* PROBLEM REQUIREMENTS: Take the entries that follow and write them out again, word for word.

* GIVEN RECORDS:
PR #220, opened 2026-03-13
Use eltype(v) instead of promote_type when replacing all array elements

aplavin:
## Summary
- Add `_setindex_fresh` helper that allocates with `eltype(v)` directly (no `promote_type`, no `copy!`) for cases where all elements are being replaced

* WRITTEN SOLUTION:
PR #220, opened 2026-03-13
Use eltype(v) instead of promote_type when replacing all array elements

aplavin:
## Summary
- Add `_setindex_fresh` helper that allocates with `eltype(v)` directly (no `promote_type`, no `copy!`) for cases where all elements are being replaced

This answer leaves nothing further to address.